If you are a Life360 user, there are steps you can take to protect yourself after the breach.

Check dark web exposure

You can try a few helpful tools to see if your personal info was exposed. HaveIBeenPwned lets you check if your email address or phone number have been exposed in known data breaches. Also, you can set up a dark web monitoring profile with Google that will check for data on the dark web that might be associated with your email address or other info you add to your monitoring profile. It can alert you if your name,  address, email, phone number, username, or password appears in leaked databases. Using either or both of these tools is a good way to stay on top of any potential issues. 

Utilize Life360’s built-in breach monitoring

Life360 has a Data Breach Alerts feature built into the app.  If you’re subscribed, make sure to enable it in the account settings to be notified if your data appears in a breach.

Update the Life360 app and review permissions

Life360 patched the API vulnerability in July 2024, so make sure that you are using the updated app version. Also, don’t forget to review the app’s location and visibility settings and minimize access.

Secure all associated accounts

Reusing passwords across different accounts puts you at risk of having your accounts hacked. Remember to update your password for the Life360 account and all connected accounts after the breach. Create strong, unique passwords and enable MFA whenever possible.

Monitor for suspicious activity

In the weeks and months following a data breach, affected users are often targeted by bad actors. Keep an eye out for:

• Phishing emails or smishing texts: it’s important to be extra vigilant and not fall for emails and SMS requesting urgent action, inviting you to click on suspicious links, or disclose your personal information.
• Odd account activity and unknown login attempts: don’t forget to enable account notifications and check login history, if available. 

Protect minors’ data and identity

If you’ve used Life360 to monitor your children’s locations, take proactive steps to protect them:

• Consider freezing children’s credit profiles.
• Make use of parental control tools to limit their digital exposure and monitor risky behaviors.
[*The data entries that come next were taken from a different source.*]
PR #1701, opened 2021-11-12
feat: Initialize Workspace command can create native workspaces

SeriousBug:
Docs: https://github.com/dendronhq/dendron-site/pull/276

If the user currently has a non-Dendron workspace open, we now offer to initialize that as a Dendron native workspace.

Fixed a bug with handling existing roots where cancelling the prompt would create a workspace anyway, and also improved the user-friendliness of it.

Finally, also fixed a bug where non-Dendron workspaces are recognized as Native Dendron workspaces.

### DIFF
--- a/packages/plugin-core/src/commands/SetupWorkspace.ts
+++ b/packages/plugin-core/src/commands/SetupWorkspace.ts
@@ -33,8 +33,8 @@ type CommandOutput = DVault[];
 
 export { CommandOpts as SetupWorkspaceOpts };
 
-const CODE_WS_LABEL = "Code";
-const CODE_WS_DETAIL = "New workspace";
+const CODE_WS_LABEL = "Code Workspace";
+const CODE_WS_DETAIL = undefined;
 
 enum EXISTING_ROOT_ACTIONS {
   CONTINUE = "continue",
@@ -66,14 +66,14 @@ export class SetupWorkspaceCommand extends BasicCommand<
             picked: true,
             label: CODE_WS_LABEL,
             description: CODE_WS_DETAIL,
-            detail: "A Dendron Code workspace that's for notes only.",
+            detail: "A dedicated IDE workspace for just your notes",
           },
           ...workspaceFolders.map((folder) => {
             const folderName = folder.name || folder.uri.fsPath;
             return {
               label: folderName,
               description: folder.uri.fsPath,
-              detail: `Take notes in ${folderName} with a Dendron Native workspace.`,
+              detail: `Take notes in ${folderName} alongside your existing project`,
             };
           }),
         ],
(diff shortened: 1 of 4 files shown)


packages/plugin-core/src/commands/SetupWorkspace.ts
```diff
@@ -14,39 +14,104 @@ import { BasicCommand } from "./base";
...
+          ignoreFocusOut: true,
+          title: "Workspace type to initialize",
+        }
+      );
+      if (initNative === undefined) return;
+      if (
+        initNative.label !== CODE_WS_LABEL ||
+        initNative.description !== CODE_WS_DETAIL
+      ) {
+        // Not sure if there's a better way to check for this, but this is if a native workspace option was selected
```
kevinslin, line 90: okay for now until/if we add more options

packages/plugin-core/src/commands/SetupWorkspace.ts
```diff
@@ -85,39 +162,35 @@ export class SetupWorkspaceCommand extends BasicCommand<
...
-        validateInput: async (value: string) => {
-          if (!_.includes(_.keys(options), value.toLowerCase())) {
-            return `not valid input. valid inputs: ${_.keys(options).join(
-              ", "
-            )}`;
-          }
-          return null;
-        },
-      });
+      const resp = await VSCodeUtils.showQuickPick(
```
kevinslin, line 165: kudos for including this. this has been on my backlog since the moment it was implemented 😅

packages/plugin-core/src/commands/SetupWorkspace.ts
```diff
@@ -14,39 +14,104 @@ import { BasicCommand } from "./base";
...
+    const workspaceFolders = vscode.workspace.workspaceFolders;
+    if (
+      workspaceFolders !== undefined &&
+      workspaceFolders.length > 0 &&
+      (await WorkspaceUtils.getWorkspaceType({
+        workspaceFolders,
+      })) === WorkspaceType.NONE
+    ) {
+      // If there's a non-Dendron workspace already open, offer to convert that to a Dendron workspace first
+      const initNative = await VSCodeUtils.showQuickPick(
```
kevinslin, line 63: for labels, can we make them more consistent and give more context? Something like the following:

- Code Workspace  - [no description]
    - A dedicated IDE workspace for just your notes

- Native Workspace - [no description]
    - A Dendron workspace that can be used alongside your existing projects

kevinslin (changes requested):

packages/plugin-core/src/commands/SetupWorkspace.ts
SeriousBug: We can't exactly do that because here may be more than 1 native workspace option if there are multiple workspace folders set up. I tried to change it as close as I could get it:

kevinslin: Hmm, can we swap out the label? instead of the name of the folder, can we use "Native Workspace"

For the detail, quote the folder name (or bold it if it supports markdown modifiers)

SeriousBug: No markdown support so I just quoted it:



Thanks for helping iterate on this!

kevinslin: any time. good job!

kevinslin (approved):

Use Onerep to limit your public web data exposure

Onerep specializes in minimizing the exposure of your personal data on data broker websites. The tool has automated the process of detecting your personal information across 200 public data broker sites and sending opt-out requests on your behalf. Even after your data has been removed, we keep monitoring these sites to make sure your information is not reposted. Keeping your data off the public web helps you stay protected from various online threats, including scams, phishing attacks, and identity theft.   

FAQs

Was Life360 hacked in 2024?

Yes, Life360 had its API system vulnerability exploited by hackers in 2024. Bad actors also breached the restricted platform of a tracking device company owned by Life360, Tile. 

What kind of data did the Life360 breach expose?

The Life360 breach exposed the customer names, email addresses, phone numbers, and Tile tracking devices’ ID numbers.

Is it safe to continue using Life360 after the breach?

Yes, Life360 assured its customers that its API system and Tile platform have been secured after the breach.

Was the Tile app also affected by the breach?

Yes, the Tile customer support platform was breached by bad actors in possession of login credentials of a former Tile employee. 

Can I remove my information from data broker sites?

Yes, you can remove your personal information from data broker sites by searching for your information and sending the opt-out requests. This can be done manually or automatically with the help of Onerep and similar tools.